Prof Hammar Menguat di Bursa Ketum KONI Papua Barat

Must read

Manokwari, Beritakasuari.com -Dinamika pemilihan Ketua Umum Komite Olahraga Nasional Indonesia untuk periode lima tahun mendatang mulai menunjukkan eskalasi yang signifikan. Salah satu nama yang kini menjadi sorotan adalah Roberth KR Hammar, sosok akademisi sekaligus praktisi olahraga yang mendapatkan dukungan luas dari berbagai cabang olahraga dan komunitas atlet di daerah tersebut.

Dalam pernyataannya di Manokwari pada Minggu, 29 Maret 2026, ia menegaskan bahwa pengalaman memimpin organisasi bukanlah hal baru baginya. “Bagi saya, memimpin organisasi, termasuk menakhodai KONI Papua Barat, bukan hal yang baru. Saya telah melalui berbagai pengalaman kepemimpinan di banyak sektor dan level,” ujarnya.

Munculnya nama Hammar dalam bursa calon ketua umum dinilai sebagai momentum positif bagi upaya pembenahan tata kelola organisasi olahraga di Papua Barat. Rekam jejaknya dinilai solid, mulai dari perannya sebagai Ketua KONI Kabupaten Manokwari hingga keterlibatannya sebagai Ketua Komisi Kehormatan KONI Papua Barat.

Meski demikian, ia menegaskan bahwa pencalonannya bukan didorong ambisi pribadi. “Kalau ditanya apakah saya secara pribadi berkeinginan maju, jawabannya tidak. Tetapi jika insan olahraga menghendaki dan memberikan kepercayaan, maka saya siap sangat siap,” ungkapnya, merespons dukungan yang terus mengalir.
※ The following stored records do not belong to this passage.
PR #1762, opened 2016-03-07
Implemented possibility to add custom template engines

saturn4er:
Go templates are good, but jade/haml is better, I think. So here is resolution to add custom html compilers.

### DIFF
--- a/template.go
+++ b/template.go
@@ -167,9 +167,11 @@ func BuildTemplate(dir string, files ...string) error {
 		for _, file := range v {
 			if buildAllFiles || utils.InSlice(file, files) {
 				templatesLock.Lock()
-				fileExt := filepath.Ext(file)[1:]
+				ext := filepath.Ext(file)
 				var t TemplateRenderer
-				if fn, ok := beeTemplateEngines[fileExt]; ok {
+				if len(ext) == 0 {
+					t, err = getTemplate(self.root, file, v...)
+				} else if fn, ok := beeTemplateEngines[ext[1:]]; ok {
 					t, err = fn(self.root, file, beegoTplFuncMap)
 				} else {
 					t, err = getTemplate(self.root, file, v...)
--- a/template.go
+++ b/template.go
@@ -31,13 +31,13 @@ import (
 
 var (
 	beegoTplFuncMap = make(template.FuncMap)
-	// beeTemplates caching map and supported template file extensions.
+// beeTemplates caching map and supported template file extensions.
 	beeTemplates = make(map[string]TemplateI)
 	templatesLock sync.RWMutex
-	// beeTemplateExt stores the template extension which will build
+// beeTemplateExt stores the template extension which will build
 	beeTemplateExt = []string{"tpl", "html"}
-	// BeeTemplatePreprocessors stores associations of extension -> preprocessor handler
-	BeeTemplateEngines = map[string]func(root, path string) (TemplateI, error){}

Dukungan tersebut tidak lepas dari capaian yang pernah diraihnya di bidang olahraga. Saat memimpin organisasi panahan tingkat daerah, ia berhasil mengantarkan kontingen Papua Barat meraih dua medali emas pada ajang Pekan Olahraga Nasional. Selain itu, keterlibatannya dalam pembinaan olahraga mahasiswa memperkuat posisinya sebagai figur yang dekat dengan pengembangan atlet sejak usia dini.

Dalam visinya, ia menekankan pentingnya reformasi tata kelola organisasi olahraga yang berbasis transparansi dan akuntabilitas. Menurutnya, kepercayaan kepada pengurus cabang olahraga harus diimbangi dengan sistem pengawasan teknis dan keuangan yang ketat. “KONI harus memberikan kepercayaan penuh kepada Pengda cabang olahraga, tetapi disertai dengan instrumen pengawasan teknis dan keuangan yang ketat. Dengan demikian, pembinaan atlet menjadi terukur, berkelanjutan, dan menghasilkan prestasi,” jelasnya.

Ia juga menyoroti perlunya perubahan pendekatan dalam pembinaan atlet, dengan menghindari praktik instan yang mengandalkan perekrutan dari luar daerah. Fokus utama, menurutnya, harus diarahkan pada pengembangan potensi atlet asli Papua Barat secara berkelanjutan.

“Sinergitas adalah keniscayaan. Semua pihak harus bergerak bersama dalam satu visi besar: membangun olahraga Papua Barat yang berprestasi dan bermartabat,” tegasnya.

Konsep sinergi yang dimaksud mencakup kolaborasi antara pemerintah daerah, sektor swasta, serta lembaga pendidikan untuk menciptakan ekosistem olahraga yang sehat dan profesional. Ia meyakini bahwa prestasi olahraga tidak dapat dicapai secara parsial, melainkan melalui kerja sama yang terintegrasi dan berorientasi jangka panjang.

Gelombang dukungan yang terus berkembang diperkirakan akan memengaruhi arah kontestasi pemilihan Ketua Umum KONI Papua Barat. Sosok Hammar kini dipandang sebagai figur pemersatu yang mampu menjembatani berbagai kepentingan demi mendorong kemajuan olahraga di Bumi Kasuari.